Creamy High Protein Beef Pasta

Let Me Tell You About My Favorite Lazy Night Dinner

You ever have those evenings when you just want something comforting that doesn't take three hours—preferably with a bit of a protein punch because, let’s face it, my metabolism isn't what it used to be? That’s where this creamy high protein beef pasta comes in. My brother and I used to raid our tiny college kitchen, cobbling together whatever was lingering in the fridge, and somewhere between overcooked spaghetti and endless attempts at edible food, this recipe sort of... happened.

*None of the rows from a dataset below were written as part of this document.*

PR #2242, opened 2019-09-14
fix: use binary search as a lookup in swatchByContrast utility

janechu:
# Description

This changes a linear search to use a binary search.

## Motivation & context

This should increase performance when doing contrast checking.

## Issue type checklist

## Process & policy checklist

### DIFF
--- a/packages/fast-components-styles-msft/src/utilities/color/palette.ts
+++ b/packages/fast-components-styles-msft/src/utilities/color/palette.ts
@@ -1,4 +1,4 @@
-import { clamp, inRange } from "lodash-es";
+import { clamp } from "lodash-es";
 import { DesignSystem, DesignSystemResolver } from "../../design-system";
 import { backgroundColor } from "../../utilities/design-system";
 import { accentPalette, neutralPalette } from "../design-system";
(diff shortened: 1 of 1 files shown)


packages/fast-components-styles-msft/src/utilities/color/palette.ts
```diff
@@ -251,24 +251,74 @@ export function swatchByContrast(referenceColor: string | SwatchResolver) {
...
+                            constrainedSourcePalette = sourcePalette.slice(
+                                initialSearchIndex,
+                                length
+                            );
+                        } else {
+                            constrainedSourcePalette = sourcePalette.slice(
+                                0,
+                                initialSearchIndex + 1
+                            );
+                            // reverse the palette array when the direction that
```
nicholasrice: Do you need to slice the palette now that you're simply tracking an index?

janechu: I'll try it without, I was attempting to do the binary search on the assumption that 0 is always the searching index and it always moves in a positive direction (aka darker).

PR #2263, opened 2019-09-23
feat: add viewport positioner to select menu

scomea:
# Description
This change gives developers the ability to have finer control over where the select component's flyout menu is positioned.  The select component implements the viewport positioner as a wrapper around the menu and the component's props include a new flyout menu config prop that closely mirrors viewport positioner props.  

## Motivation & context
Enables select to be more easily adaptable to various layout scenarios.

## Issue type checklist

## Process & policy checklist


packages/fast-components-react-base/src/select/select.props.ts
```diff
@@ -95,6 +173,11 @@ export interface SelectHandledProps extends SelectManagedClasses {
      * element that provides it an accessible name
      */
     labelledBy?: string;
+
+    /**
+     * The onValueChange event handler
```
bheston: Wrong comment.

packages/fast-components-react-base/src/select/select.spec.tsx
```diff
@@ -22,6 +26,22 @@ const itemADisabled: JSX.Element = (
 const itemB: JSX.Element = <ListboxItem id="b" value="b" displayString="ab" />;
 const itemC: JSX.Element = <ListboxItem id="c" value="c" displayString="abc" />;
 
+const managedClasses: SelectClassNameContract = {
+    select: "select",
+    select__disabled: "select__disabled",
+    select_menu: "elect_menu",
```
bheston: Missing "s"

packages/fast-components-react-msft/src/select/select.schema.ts
```diff
@@ -3,8 +3,8 @@ export default {
     title: "Select",
     description: "A select component's schema definition.",
     type: "object",
-    id: "@microsoft/fast-components-react-msft/select",
-    formPluginId: "@microsoft/fast-components-react-msft/select",
+    id: "@microsoft/fast-components-react-base/select",
```
bheston: Making sure this is correct. I'm not quite sure how these work.

janechu: we are in the @microsoft/fast-components-react-msft package so we shouldn't be changing these to base.

packages/fast-components-react-msft/src/select/select.schema.ts
```diff
@@ -50,13 +50,68 @@ export default {
...
+            },
+        },
     },
     reactProperties: {
         children: {
             title: "Building blocks",
             type: "children",
-            formPluginId: "@microsoft/fast-components-react-msft/select/children",
-            ids: ["@microsoft/fast-components-react-msft/select-option"],
+            formPluginId: "@microsoft/fast-components-react-base/select/children",
```
janechu: also here, we should not be changing these to base, or removing the ids for available children

packages/fast-components-react-base/src/select/select.schema.ts
```diff
@@ -50,6 +50,61 @@ export default {
             title: "Labelled by",
             type: "string",
         },
+        menuFlyoutConfig: {
```
janechu: actually what you could do here is add this object as a separate export and just merge it in here, then you wont be in danger of this falling out of sync, since this looks like a copy from the viewport positioner schema

packages/fast-components-react-base/src/select/select.tsx
```diff
@@ -241,30 +251,74 @@ class Select extends Foundation<SelectHandledProps, SelectUnhandledProps, Select
...
-                    listbox: get(this.props.managedClasses, "select_menu", ""),
-                    listbox__disabled: get(
-                        this.props.managedClasses,
-                        "select_menuDisabled",
-                        ""
-                    ),
-                }}
+            <ViewportPositioner
+                anchor={this.rootElement}
+                {...this.getFlyoutMenuConfig()}
```
janechu: i'd suggest re-arranging this so that anchor is below the ...this.getFlyoutMenuConfig, theres a slight chance someone could pass in "anchor" as part of the config if they arent using typescript

packages/fast-components-react-base/src/select/select.tsx
```diff
@@ -241,30 +251,74 @@ class Select extends Foundation<SelectHandledProps, SelectUnhandledProps, Select
...
+            viewportPositioner__right: select_viewportPositioner__right,
+            viewportPositioner__top: select_viewportPositioner__top,
+            viewportPositioner__bottom: select_viewportPositioner__bottom,
+            viewportPositioner__horizontalInset: select_viewportPositioner__horizontalInset,
+            viewportPositioner__verticalInset: select_viewportPositioner__verticalInset,
+        };
+    }
+
+    /**
+     *
```
janechu: empty comment block?

packages/fast-components-react-base/src/select/select.schema.ts
scomea: Flyout props now extends viewport positioner props (omit "anchor")

packages/fast-components-react-base/src/select/select.tsx
scomea: yep

packages/fast-components-react-base/src/select/select.tsx
scomea: yep, fixed

packages/fast-components-react-base/src/select/select.schema.ts
janechu: Sure, I meant though that you can do that here in the schema as well. These are all `.ts` files, therefore you can import them just as you would any other javascript object. Then your schema could look like:

```
import FlyoutSchema from "./path/to/schema.ts";

{
    // select schema props
    menuFlyoutConfig: FlyoutSchema
}
```

packages/fast-components-react-base/src/select/select.tsx
```diff
@@ -421,7 +467,7 @@ class Select extends Foundation<SelectHandledProps, SelectUnhandledProps, Select
         }
         const isItemSelected: boolean = state.selectedItemIndex !== 0;
         return (
-            <button
+            <Button
```
chrisdholt: Is this related to your change or a different bug? If it's not directly related can we pull it out and tackle it elsewhere?

packages/fast-components-react-base/src/select/select.schema.ts
scomea: ok

packages/fast-components-class-name-contracts-base/src/select/index.ts
```diff
@@ -26,4 +26,39 @@ export interface SelectClassNameContract {
...
+
+    /**
+     * horizontal flip inward state
+     */
+    select_viewportPositioner__horizontalInset?: string;
+
+    /**
+     * vertical flip inward state
+     */
+    select_viewportPositioner__verticalInset?: string;
```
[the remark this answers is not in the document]
scomea: These denote the position of the menu wrapper relative to the anchor.  You'd use these if you wanted to change the look/layout of the flyout based on that.  Names like "select__menuPositionTop" would probably work. But what to call the positioner root class ?  "select_menuWrapper"?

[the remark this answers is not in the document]
scomea: Actually...we could leave the wrapper itself out and make it not styleable from here.

packages/fast-components-react-base/src/select/select.schema.ts
scomea: Doesn't like it when I bootstrap that.
ReferenceError: FlyoutSchema is not defined
    at Object.<anonymous> (D:\repos\fast-dna\packages\fast-components-react-base\src\select\.tmp\select.schema.ts.js:53:27)
    at Module._compile (internal/modules/cjs/loader.js:774:30)
    at Object.Module._extensions..js (internal/modules/cjs/loader.js:785:10)
    at Module.load (internal/modules/cjs/loader.js:641:32)
    at Function.Module._load (internal/modules/cjs/loader.js:556:12)
    at Module.require (internal/modules/cjs/loader.js:681:19)
    at require (internal/modules/cjs/helpers.js:16:16)
    at D:\repos\fast-dna\build\convert-schemas.js:40:32
    at Array.forEach (<anonymous>)
    at copySchemaFiles (D:\repos\fast-dna\build\convert-schemas.js:21:47)

packages/fast-components-react-base/src/select/select.tsx

packages/fast-components-class-name-contracts-base/src/select/index.ts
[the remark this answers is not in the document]
scomea: pushed up changes

packages/fast-components-react-base/src/select/select.schema.ts
janechu: Oh, you want to leave off the ".ts" from the path probably, looks like its trying to add ".js"

scomea: We discovered an issue that needs to be fixed before we can do this:
https://github.com/microsoft/fast-dna/issues/2302

packages/fast-components-class-name-contracts-base/src/select/index.ts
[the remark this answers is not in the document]
chrisdholt: @scomea does this reflect your changes? This still appears to be the same from what I can tell...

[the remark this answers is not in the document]
scomea: This commit - https://github.com/microsoft/fast-dna/pull/2263/commits/83ca4d82e1fb7d0a6aaf49551d531c3ab5f9faeb

PR #2272, opened 2019-09-25
fix: correct math error in viewport positioner

scomea:
# Description
Found a math error in viewport positioner code while looking at adding functionality. 

## Motivation & context
More accurate internal math. 

## Issue type checklist

## Process & policy checklist

### DIFF
--- a/packages/fast-components-react-base/src/viewport-positioner/viewport-positioner.tsx
+++ b/packages/fast-components-react-base/src/viewport-positioner/viewport-positioner.tsx
@@ -501,9 +501,8 @@ class ViewportPositioner extends Foundation<
     private getHorizontalPositionAvailableWidth = (
         positionOption: ViewportPositionerHorizontalPositionLabel
     ): number => {
-        const spaceLeft: number = this.anchorLeft - this.viewportRect.left;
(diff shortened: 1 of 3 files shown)


packages/fast-components-react-base/src/viewport-positioner/viewport-positioner.tsx
```diff
@@ -523,9 +522,9 @@ class ViewportPositioner extends Foundation<
     private getVerticalPositionAvailableHeight = (
         positionOption: ViewportPositionerVerticalPositionLabel
     ): number => {
-        const spaceAbove: number = this.anchorTop - this.viewportRect.top;
+        const spaceAbove: number = this.anchorTop;
         const spaceBelow: number =
-            this.viewportRect.bottom - (this.anchorTop + this.anchorHeight);
+            this.viewportRect.height - spaceAbove - this.anchorHeight;
```
janechu: I'd like it if we could extrapolate this logic in a way that we can test it

scomea: I'll add some function tests

Issue #2266, opened 2019-09-24
Add ability to wrap menu in base select component


bheston:
**What feature are you requesting?**
Ability to wrap or modify the menu portion of the base select component.

**What would be the benefit of adding this feature?**
This is currently possible for the trigger portion. In the styled component, the design system context cannot be set appropriately, because there is no way to define that the menu portion should start a different context based on a different background color recipe.

**What solution would be ideal for you?**
Please see #2211 and the comments thread including a proposed solution that seems like it would work.

**What alternatives have you considered?**
Alternatively we could redefine the entire menu in the styled component. That runs the risk of getting out of sync and having duplication.

connorjsmith:
Hm unable to assign myself (I guess I'm missing some permissions), but I'm actively working on this

scomea:
fixed by connonjsmith's merge

Issue #2250, opened 2019-09-18
ContextMenu and Select menus should have a different background level


connorjsmith:
**Describe the bug; what happened?**
ContextMenus and Select menus appear "on top" of the background, so they should select a lighter background color (especially in dark themes). This makes it hard to distinguish a menu from the background when shadows are less apparent

**If applicable, provide screenshots:**

![image](https://user-images.githubusercontent.com/5892363/65185402-56b2ab00-da1c-11e9-8669-db1c7894592f.png)

We should probably be using a lighter grey, as seen in this native context menu
![image](https://user-images.githubusercontent.com/5892363/65185423-5f0ae600-da1c-11e9-8851-6a6abb0e8966.png)

chrisdholt:
@bheston I think you are tracking this.

connorjsmith:
Note that I could wrap the entire component in a BackgroundProvider, but this would affect the trigger of a Select and could lead to contrast issues

bheston:
Yeah, found it. #2211.

bheston:
Bumping this back up. Select has been fixed, but we need the same support in Context Menu. The background for the menu should also be neutralLayerFloating, which from what I can tell should produce the correct color for any of the supported design system configurations, using background color or luminance.

chrisdholt:
@bheston are there any negative implications with updating/adding this *today*?

bheston:
I don't believe so. Currently the background color is based on light / dark mode, which flips near the middle of the ramp. I looked at these possible configurations:
- current defaults (luminance: -1 / off, background: white, no layer recipes): currently it will render with a white background, and updating to the floating recipe will also render white.
- menu within background: if someone was already styling it according to guidance, say an L2 background for a content area with a Floating background containing the menu, L2 would render as expected, floating would render as white, and floating again applied within the menu would also render as white.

It’s creamy, beefy, hearty, but still tastes like actual food instead of a protein shake gone wrong. Oh, and don’t get me started on how the leftovers taste. (Spoiler: even better next day, if any last till then!)

Creamy High Protein Beef Pasta

Why I Keep Making This Again and Again

I make this when I want a proper meal but don't want to fuss too much. For real—my family goes crazy for this, even the ones who, and I’m quoting here, “don’t really do pasta.” (Nonsense, everyone does pasta.) It’s the kind of dish I throw together when I’m craving comfort but not up for complicated steps. Plus, adding a hefty dose of beef and Greek yogurt means it actually keeps you full. I used to battle with split or weirdly thickened sauces, but after a few trial runs—and, let’s be honest, a couple kitchen mishaps—it finally came together.

What’s Actually In This Beefy Pasta?

  • 250g (about 8 oz) whole wheat penne (or just regular penne — when I’m out of whole wheat, nobody complains!)
  • 1 tablespoon olive oil (sometimes I use butter if I’m feeling fancy)
  • 400g (just under 1 lb) lean ground beef (you can use ground turkey, I've even thrown in lentils once, but... beef's my pick)
  • 1 small onion, finely diced (red or yellow—honestly, whatever’s about to turn in the crisper)
  • 2-3 garlic cloves, minced (or a hefty squeeze from a tube, when I’m rushed)
  • 150g (about 1 cup) mushrooms, sliced (optional, but I like their earthiness—they bulk it up too)
  • 1 teaspoon dried oregano (my grandma insists on ‘real’ oregano, but the jarred stuff is absolutely fine)
  • ½ teaspoon smoked paprika (if you like it spicy, go wild)
  • Salt and pepper, to taste (I rarely measure—just shake and taste as you go)
  • 250ml (about 1 cup) beef stock (the cube stuff is fine—half the time that’s what I use)
  • 120g (½ cup) plain Greek yogurt (I’ve subbed in low-fat sour cream in a pinch)
  • 30g (like a small handful) grated Parmesan (pre-grated, the heresy, works if that’s what you’ve got)
  • Fresh parsley, to finish (optional, but it makes you look like you tried)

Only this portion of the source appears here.